Forex: What do you know about it?

Currency trading, also called forex (or FX) or foreign exchange, is a method of comparing two currencies. Taking USD GBP as an example, the rate is 0.66, which means that 1 US Dollar (USD) costs 0.66 British Pound (GBP).

Taking part in Forex means checking whether the American dollar increases in value when compared to the GBP.

In the event of a price drop (for instance: from 0.66 to 0.64), the USD is in a descending position. The USD’s price against the GBP increases if the price moves higher (for example, from 0.66 to 0.69).

Often you will hear the terms “long” and “short”: In this case, “long” refers to the USD, and “short” refers to the GBP, because it stated its price in USD.

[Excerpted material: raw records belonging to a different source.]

PR #86961, opened 2024-01-08
Allow specifying a scene in completion tests

HolonProduction:
Followup to #85178.

- Adds the option to specify a scene path in the test cfg file. This will come in handy when performing many tests against the same scene (e.g. testing everything related to `get_node`).
- Fixes an oversight in the original PR, which meant that scene files would not correctly work in sub folders.
- Solve inconsistencies in key naming for the cfg file. (They were different between code and example test).
- Also documents the format for completion tests inside the test README


vnen (approved):

YuriSizov:
Thanks!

The term “the major” refers to the dominant global currency pairs, such as the AUDUSD, the USDJPY, the EURUSD, the USDCAD, the USDCHF, and the GBPUSD. They are all different currencies based on the Dollar. Cross-currency pairs are currencies that are not based on dollars.

Foreign exchange does not function as a real transaction involving physical currency. The entire process of transition and swapping takes place over the Internet. Only speculation with currencies is possible on this market. Globally there are approximately 4 trillion dollars traded each day, however, the assets are traded in many different ways: futures, forwards, currency exchange, and so on.

During the work week, forex trading is continuously active, but on weekends it takes a break.